> _What is required_: List every line in this data where the string "completely" occurs.

> _Input data_:
*****
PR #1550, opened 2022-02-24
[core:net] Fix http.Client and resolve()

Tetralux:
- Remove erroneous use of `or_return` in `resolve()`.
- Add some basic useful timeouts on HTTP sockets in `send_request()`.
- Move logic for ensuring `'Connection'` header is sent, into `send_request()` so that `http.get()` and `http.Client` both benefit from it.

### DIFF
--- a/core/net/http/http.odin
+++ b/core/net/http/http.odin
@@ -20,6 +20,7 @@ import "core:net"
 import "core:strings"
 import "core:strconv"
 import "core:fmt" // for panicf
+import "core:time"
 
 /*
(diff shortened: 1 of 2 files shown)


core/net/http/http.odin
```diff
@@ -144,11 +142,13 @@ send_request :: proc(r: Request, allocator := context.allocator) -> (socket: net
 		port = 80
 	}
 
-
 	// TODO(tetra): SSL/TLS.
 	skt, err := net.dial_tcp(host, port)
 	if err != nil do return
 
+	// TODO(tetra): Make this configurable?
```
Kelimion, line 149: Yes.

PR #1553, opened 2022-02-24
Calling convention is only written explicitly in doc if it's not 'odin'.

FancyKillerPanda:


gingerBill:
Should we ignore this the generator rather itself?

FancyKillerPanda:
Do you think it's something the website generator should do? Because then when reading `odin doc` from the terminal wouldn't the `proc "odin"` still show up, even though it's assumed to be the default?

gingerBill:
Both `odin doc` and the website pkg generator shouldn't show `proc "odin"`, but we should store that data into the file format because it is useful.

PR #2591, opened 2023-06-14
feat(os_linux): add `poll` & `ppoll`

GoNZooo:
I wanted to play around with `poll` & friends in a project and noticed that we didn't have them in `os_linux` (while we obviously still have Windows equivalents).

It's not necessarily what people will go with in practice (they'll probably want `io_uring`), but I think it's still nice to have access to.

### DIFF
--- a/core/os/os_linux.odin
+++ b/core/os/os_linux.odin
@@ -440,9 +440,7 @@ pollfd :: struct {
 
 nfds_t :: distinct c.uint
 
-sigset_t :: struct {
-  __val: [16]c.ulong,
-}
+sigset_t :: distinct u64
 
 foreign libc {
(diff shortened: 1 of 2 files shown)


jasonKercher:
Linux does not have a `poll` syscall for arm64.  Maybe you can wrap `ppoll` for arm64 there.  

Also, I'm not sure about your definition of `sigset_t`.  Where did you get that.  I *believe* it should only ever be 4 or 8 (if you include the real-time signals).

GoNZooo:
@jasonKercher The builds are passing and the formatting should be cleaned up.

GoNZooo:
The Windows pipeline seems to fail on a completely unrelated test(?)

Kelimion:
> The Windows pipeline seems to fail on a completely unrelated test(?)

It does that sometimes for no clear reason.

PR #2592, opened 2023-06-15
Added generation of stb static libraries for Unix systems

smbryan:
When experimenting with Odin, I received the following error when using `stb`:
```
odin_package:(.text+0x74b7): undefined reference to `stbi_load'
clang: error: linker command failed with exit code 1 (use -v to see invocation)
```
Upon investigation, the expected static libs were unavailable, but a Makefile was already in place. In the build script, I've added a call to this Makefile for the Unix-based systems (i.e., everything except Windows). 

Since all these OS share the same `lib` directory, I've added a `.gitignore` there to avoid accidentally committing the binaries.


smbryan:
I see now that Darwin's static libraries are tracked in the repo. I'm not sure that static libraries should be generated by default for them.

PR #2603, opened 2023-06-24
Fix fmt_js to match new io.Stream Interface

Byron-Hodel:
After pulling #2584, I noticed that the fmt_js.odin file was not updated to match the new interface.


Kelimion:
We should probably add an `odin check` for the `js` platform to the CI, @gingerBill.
*****
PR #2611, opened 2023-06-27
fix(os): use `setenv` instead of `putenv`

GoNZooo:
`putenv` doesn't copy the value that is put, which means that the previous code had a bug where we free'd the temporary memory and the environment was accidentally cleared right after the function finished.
*****
> _Response below_:
The Windows pipeline seems to fail on a completely unrelated test(?)
> The Windows pipeline seems to fail on a completely unrelated test(?)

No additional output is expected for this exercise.